Task goal: For each line in the data below that holds "branch", return a copy.

Exercise material:
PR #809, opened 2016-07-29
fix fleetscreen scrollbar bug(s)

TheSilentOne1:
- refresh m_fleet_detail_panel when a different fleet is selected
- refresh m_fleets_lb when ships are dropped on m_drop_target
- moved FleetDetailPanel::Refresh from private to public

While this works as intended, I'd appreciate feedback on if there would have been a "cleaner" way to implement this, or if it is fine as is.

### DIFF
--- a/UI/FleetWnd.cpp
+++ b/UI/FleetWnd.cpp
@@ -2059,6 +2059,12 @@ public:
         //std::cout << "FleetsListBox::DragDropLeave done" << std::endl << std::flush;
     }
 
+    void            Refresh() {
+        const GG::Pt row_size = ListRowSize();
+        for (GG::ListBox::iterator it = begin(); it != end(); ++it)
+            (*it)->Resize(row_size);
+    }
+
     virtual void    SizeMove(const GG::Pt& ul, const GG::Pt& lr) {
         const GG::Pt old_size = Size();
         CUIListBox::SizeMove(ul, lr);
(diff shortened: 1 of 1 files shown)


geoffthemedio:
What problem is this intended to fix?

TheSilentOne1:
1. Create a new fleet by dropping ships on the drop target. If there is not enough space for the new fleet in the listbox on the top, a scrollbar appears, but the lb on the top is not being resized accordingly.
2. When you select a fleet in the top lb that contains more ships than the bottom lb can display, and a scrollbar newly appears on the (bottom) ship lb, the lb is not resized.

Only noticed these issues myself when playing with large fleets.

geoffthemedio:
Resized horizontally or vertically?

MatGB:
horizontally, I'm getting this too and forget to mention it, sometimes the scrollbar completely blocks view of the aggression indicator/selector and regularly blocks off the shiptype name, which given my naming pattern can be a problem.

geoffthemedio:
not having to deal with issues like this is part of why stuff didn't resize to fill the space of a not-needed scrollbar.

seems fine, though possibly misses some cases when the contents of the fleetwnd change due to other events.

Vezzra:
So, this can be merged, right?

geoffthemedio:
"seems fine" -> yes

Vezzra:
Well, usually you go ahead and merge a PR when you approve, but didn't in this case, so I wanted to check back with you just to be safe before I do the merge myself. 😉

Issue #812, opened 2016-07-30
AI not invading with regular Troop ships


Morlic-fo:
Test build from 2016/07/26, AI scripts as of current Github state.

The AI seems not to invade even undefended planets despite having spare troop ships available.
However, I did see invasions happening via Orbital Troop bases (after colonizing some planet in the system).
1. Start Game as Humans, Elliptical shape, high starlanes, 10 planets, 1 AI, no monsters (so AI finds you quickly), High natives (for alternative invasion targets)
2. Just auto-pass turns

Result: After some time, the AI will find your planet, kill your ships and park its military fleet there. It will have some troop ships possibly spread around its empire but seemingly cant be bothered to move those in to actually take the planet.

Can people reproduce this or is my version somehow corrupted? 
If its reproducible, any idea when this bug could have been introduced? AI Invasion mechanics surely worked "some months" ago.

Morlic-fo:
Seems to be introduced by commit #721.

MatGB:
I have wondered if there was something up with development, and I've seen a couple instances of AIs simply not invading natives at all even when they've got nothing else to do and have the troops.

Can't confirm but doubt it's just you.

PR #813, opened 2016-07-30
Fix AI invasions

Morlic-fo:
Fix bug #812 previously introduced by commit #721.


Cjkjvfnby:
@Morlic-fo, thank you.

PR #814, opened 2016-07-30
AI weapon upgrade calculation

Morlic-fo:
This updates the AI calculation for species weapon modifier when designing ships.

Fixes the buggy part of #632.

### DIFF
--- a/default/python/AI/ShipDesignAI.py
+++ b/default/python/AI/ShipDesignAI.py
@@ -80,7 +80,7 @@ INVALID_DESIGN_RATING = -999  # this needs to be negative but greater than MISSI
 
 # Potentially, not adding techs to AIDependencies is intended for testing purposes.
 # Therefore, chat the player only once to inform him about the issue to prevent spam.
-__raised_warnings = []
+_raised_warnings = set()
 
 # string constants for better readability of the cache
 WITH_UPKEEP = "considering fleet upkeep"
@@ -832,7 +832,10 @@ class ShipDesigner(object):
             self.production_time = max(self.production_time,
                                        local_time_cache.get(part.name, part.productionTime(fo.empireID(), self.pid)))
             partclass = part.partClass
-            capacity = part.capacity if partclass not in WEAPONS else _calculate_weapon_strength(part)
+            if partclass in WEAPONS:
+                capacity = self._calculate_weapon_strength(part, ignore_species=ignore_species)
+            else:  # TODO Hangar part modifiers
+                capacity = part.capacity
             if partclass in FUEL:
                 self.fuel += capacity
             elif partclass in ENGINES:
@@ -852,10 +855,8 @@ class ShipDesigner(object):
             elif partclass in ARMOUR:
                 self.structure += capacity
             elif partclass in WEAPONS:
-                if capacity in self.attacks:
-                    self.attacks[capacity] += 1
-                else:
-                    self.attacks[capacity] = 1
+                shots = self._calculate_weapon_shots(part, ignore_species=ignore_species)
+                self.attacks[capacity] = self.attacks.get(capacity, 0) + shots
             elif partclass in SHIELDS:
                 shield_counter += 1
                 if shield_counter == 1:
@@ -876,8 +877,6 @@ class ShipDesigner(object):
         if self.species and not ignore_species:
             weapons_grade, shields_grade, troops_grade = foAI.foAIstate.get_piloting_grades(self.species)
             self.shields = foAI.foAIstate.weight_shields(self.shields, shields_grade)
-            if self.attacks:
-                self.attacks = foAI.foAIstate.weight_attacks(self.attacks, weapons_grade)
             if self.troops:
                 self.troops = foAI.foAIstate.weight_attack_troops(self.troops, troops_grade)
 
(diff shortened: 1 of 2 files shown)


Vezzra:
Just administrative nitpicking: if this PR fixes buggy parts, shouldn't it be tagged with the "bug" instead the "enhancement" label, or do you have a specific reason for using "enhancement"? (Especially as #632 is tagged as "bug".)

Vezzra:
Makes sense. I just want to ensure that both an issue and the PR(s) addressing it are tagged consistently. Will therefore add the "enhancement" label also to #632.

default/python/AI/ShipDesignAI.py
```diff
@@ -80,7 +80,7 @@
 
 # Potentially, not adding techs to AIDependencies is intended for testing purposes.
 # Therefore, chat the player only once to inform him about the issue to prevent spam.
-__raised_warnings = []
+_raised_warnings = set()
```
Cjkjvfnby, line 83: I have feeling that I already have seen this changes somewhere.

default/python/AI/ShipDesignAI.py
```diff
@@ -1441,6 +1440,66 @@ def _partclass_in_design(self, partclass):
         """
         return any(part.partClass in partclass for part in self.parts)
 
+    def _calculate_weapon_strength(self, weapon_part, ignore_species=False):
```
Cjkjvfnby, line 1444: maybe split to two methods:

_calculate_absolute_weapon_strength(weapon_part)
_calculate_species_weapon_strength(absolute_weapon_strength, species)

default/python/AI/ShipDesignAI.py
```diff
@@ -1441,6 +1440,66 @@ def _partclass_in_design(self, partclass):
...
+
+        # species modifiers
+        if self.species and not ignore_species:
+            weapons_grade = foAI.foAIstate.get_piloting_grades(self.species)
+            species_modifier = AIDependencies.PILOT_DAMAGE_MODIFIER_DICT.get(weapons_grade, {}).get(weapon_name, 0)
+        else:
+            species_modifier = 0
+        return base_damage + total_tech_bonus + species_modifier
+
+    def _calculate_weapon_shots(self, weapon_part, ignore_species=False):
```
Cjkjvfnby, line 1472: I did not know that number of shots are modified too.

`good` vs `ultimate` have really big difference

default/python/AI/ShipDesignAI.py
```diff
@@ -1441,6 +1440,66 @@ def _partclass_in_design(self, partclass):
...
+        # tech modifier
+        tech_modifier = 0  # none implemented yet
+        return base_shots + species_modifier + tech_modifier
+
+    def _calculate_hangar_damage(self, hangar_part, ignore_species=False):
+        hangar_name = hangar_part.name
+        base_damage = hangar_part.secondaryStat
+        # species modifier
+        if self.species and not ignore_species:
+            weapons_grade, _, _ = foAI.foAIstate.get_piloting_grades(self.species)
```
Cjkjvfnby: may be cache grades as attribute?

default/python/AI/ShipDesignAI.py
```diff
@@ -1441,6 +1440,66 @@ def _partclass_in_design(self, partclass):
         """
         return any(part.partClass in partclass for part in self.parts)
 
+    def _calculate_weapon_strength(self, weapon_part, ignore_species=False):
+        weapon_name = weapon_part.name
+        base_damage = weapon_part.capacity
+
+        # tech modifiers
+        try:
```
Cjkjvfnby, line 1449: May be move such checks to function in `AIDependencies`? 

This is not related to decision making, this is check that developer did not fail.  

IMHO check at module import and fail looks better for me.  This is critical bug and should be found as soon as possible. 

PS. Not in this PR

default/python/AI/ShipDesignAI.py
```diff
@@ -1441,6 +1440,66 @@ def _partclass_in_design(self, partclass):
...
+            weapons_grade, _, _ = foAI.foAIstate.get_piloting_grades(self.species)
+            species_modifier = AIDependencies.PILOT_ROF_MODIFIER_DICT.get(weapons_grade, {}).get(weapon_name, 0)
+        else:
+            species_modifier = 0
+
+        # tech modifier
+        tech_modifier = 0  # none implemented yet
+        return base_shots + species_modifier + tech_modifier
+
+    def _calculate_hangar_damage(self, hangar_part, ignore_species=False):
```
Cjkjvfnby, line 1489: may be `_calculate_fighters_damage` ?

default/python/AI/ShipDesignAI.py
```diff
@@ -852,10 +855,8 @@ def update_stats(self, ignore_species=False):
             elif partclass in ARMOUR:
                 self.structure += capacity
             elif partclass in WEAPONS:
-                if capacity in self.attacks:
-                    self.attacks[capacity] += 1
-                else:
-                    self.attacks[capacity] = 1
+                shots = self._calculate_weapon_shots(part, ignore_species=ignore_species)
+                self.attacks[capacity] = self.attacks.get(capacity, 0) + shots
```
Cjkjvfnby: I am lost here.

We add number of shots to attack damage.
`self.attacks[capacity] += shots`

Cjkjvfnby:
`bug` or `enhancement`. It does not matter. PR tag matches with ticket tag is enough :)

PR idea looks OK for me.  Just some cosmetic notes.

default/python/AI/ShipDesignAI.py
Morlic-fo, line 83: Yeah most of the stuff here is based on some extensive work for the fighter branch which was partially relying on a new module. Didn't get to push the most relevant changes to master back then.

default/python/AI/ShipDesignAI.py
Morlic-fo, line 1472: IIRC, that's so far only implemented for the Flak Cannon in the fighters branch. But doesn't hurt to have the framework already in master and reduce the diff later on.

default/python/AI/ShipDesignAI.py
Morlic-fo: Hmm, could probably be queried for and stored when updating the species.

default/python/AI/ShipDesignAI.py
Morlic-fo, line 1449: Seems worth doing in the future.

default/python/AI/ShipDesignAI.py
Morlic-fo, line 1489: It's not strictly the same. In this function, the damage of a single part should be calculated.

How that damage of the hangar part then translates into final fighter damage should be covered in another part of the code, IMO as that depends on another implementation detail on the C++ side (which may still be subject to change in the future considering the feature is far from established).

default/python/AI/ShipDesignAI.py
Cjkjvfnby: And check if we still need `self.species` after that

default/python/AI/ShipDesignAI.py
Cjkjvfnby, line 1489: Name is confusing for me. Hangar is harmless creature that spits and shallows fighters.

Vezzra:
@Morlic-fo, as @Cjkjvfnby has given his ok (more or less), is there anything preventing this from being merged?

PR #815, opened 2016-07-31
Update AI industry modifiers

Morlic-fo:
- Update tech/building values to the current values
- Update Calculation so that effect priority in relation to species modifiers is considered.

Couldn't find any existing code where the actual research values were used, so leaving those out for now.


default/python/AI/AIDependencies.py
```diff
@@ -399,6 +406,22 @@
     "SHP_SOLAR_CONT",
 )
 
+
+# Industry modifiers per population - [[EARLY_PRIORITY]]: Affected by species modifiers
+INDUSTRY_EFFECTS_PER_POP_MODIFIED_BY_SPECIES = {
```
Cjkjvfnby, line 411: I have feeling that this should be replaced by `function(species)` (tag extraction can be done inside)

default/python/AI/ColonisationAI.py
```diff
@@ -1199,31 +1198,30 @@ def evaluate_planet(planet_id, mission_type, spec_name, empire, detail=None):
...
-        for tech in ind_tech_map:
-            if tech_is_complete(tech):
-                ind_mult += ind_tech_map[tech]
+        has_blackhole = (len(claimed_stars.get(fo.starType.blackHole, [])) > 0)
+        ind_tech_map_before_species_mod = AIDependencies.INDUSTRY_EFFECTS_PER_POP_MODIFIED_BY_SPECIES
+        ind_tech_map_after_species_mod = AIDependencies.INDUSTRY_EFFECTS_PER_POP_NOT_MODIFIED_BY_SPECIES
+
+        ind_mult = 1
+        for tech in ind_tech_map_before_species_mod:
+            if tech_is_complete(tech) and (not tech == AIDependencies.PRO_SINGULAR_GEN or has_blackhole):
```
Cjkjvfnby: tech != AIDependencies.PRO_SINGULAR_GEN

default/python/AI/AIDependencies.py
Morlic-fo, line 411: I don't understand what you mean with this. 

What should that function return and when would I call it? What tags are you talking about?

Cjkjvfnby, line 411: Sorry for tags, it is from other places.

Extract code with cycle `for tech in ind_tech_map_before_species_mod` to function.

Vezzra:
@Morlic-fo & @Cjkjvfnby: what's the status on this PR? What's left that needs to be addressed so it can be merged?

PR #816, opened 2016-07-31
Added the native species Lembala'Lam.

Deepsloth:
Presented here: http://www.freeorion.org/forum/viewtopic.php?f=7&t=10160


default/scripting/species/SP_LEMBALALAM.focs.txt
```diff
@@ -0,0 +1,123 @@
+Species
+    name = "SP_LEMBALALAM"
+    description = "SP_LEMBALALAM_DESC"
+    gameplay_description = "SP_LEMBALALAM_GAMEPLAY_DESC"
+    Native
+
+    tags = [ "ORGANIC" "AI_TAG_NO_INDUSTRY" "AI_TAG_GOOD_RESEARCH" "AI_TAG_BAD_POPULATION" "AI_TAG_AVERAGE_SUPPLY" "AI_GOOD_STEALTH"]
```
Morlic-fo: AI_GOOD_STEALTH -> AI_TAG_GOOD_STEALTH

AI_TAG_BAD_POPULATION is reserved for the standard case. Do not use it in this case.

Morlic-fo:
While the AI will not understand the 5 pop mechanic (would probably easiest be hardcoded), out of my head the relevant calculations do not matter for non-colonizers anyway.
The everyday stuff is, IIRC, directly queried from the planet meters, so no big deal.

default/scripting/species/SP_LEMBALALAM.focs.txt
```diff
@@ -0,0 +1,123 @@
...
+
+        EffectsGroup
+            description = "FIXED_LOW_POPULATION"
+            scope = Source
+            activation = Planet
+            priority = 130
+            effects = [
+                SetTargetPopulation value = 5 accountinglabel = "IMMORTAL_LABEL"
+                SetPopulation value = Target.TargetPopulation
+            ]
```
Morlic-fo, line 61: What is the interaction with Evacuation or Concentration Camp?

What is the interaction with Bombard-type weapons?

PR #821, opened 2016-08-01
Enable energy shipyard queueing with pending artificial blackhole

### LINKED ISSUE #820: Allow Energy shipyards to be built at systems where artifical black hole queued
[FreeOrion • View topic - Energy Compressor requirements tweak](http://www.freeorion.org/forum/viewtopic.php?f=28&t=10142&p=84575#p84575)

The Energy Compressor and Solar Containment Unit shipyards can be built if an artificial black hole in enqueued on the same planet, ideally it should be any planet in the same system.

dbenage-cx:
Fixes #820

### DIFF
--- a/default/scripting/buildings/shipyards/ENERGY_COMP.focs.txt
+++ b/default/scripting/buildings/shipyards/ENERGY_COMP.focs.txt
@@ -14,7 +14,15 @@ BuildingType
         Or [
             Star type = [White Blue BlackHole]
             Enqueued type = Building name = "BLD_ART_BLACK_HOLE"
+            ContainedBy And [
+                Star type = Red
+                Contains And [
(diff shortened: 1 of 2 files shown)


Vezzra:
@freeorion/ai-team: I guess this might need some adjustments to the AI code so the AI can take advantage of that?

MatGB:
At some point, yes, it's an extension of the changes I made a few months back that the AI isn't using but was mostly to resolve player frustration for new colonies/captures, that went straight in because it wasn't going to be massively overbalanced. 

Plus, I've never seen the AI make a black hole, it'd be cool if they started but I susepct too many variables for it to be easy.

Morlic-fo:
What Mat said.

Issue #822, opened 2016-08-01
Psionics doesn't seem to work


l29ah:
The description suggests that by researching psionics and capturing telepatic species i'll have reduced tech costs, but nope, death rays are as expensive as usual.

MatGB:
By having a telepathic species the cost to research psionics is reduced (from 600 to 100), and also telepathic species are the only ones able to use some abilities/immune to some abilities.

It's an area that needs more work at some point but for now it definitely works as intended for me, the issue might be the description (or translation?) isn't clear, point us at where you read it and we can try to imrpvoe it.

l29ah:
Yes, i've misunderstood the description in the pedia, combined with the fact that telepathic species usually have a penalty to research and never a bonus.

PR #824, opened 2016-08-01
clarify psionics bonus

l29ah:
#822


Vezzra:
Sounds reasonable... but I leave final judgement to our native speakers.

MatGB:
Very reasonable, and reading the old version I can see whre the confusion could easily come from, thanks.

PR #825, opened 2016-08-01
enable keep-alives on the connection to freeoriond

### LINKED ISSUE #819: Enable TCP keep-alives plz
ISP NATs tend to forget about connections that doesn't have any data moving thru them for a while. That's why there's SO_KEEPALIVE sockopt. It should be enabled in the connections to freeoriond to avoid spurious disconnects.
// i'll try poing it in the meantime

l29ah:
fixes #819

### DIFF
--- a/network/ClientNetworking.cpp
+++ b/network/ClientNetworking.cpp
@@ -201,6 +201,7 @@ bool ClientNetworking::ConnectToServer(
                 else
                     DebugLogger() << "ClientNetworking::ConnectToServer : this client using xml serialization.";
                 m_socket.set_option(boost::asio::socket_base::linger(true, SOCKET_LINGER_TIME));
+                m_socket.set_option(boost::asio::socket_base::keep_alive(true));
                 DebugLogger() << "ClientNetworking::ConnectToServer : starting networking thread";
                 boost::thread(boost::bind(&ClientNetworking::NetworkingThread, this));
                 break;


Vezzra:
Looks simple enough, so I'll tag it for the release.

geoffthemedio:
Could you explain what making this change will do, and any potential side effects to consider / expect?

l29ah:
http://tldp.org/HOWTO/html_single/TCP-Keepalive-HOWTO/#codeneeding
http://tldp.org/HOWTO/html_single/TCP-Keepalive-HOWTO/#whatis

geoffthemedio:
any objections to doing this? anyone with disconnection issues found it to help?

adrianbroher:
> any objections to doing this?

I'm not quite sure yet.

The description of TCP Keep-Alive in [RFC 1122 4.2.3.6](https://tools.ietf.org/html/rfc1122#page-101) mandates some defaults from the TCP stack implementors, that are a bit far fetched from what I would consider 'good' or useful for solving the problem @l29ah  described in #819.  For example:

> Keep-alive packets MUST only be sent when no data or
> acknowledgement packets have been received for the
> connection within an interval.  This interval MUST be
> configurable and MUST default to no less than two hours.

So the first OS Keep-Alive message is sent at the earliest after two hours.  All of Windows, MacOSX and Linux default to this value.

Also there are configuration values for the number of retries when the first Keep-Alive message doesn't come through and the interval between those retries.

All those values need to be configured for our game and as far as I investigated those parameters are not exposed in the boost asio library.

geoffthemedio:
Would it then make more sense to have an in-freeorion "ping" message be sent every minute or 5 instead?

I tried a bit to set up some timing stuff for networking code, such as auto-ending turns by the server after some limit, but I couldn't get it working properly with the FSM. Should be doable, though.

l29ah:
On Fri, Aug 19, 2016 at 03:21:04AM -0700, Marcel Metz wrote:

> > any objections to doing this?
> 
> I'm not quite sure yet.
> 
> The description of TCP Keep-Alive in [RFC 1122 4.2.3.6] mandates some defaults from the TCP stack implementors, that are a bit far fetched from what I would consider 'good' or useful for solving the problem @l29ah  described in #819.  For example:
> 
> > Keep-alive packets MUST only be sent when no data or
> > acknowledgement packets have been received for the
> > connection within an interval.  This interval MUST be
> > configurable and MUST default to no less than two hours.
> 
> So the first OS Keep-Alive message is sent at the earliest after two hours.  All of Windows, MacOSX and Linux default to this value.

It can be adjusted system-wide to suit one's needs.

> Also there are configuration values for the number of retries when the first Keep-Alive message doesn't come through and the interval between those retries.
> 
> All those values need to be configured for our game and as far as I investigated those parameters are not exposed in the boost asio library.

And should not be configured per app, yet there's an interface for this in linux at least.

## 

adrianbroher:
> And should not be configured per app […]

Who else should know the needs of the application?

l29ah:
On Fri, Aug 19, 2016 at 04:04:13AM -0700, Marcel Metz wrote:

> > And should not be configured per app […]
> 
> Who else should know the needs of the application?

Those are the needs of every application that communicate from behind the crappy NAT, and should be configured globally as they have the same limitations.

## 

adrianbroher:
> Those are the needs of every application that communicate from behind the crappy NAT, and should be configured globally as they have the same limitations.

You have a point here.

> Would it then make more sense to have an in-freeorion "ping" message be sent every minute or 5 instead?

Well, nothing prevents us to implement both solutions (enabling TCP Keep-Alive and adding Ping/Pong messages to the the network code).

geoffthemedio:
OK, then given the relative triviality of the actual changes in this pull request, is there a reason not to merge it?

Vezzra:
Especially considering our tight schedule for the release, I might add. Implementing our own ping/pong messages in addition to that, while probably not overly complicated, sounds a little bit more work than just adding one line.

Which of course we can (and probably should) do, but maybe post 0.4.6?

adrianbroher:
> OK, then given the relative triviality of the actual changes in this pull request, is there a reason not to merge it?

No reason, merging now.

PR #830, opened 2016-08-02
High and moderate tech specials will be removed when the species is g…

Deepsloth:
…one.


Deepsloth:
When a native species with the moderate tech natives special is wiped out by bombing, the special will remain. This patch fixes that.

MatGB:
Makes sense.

Output of the exercise:
Morlic-fo, line 83: Yeah most of the stuff here is based on some extensive work for the fighter branch which was partially relying on a new module. Didn't get to push the most relevant changes to master back then.
Morlic-fo, line 1472: IIRC, that's so far only implemented for the Flak Cannon in the fighters branch. But doesn't hurt to have the framework already in master and reduce the diff later on.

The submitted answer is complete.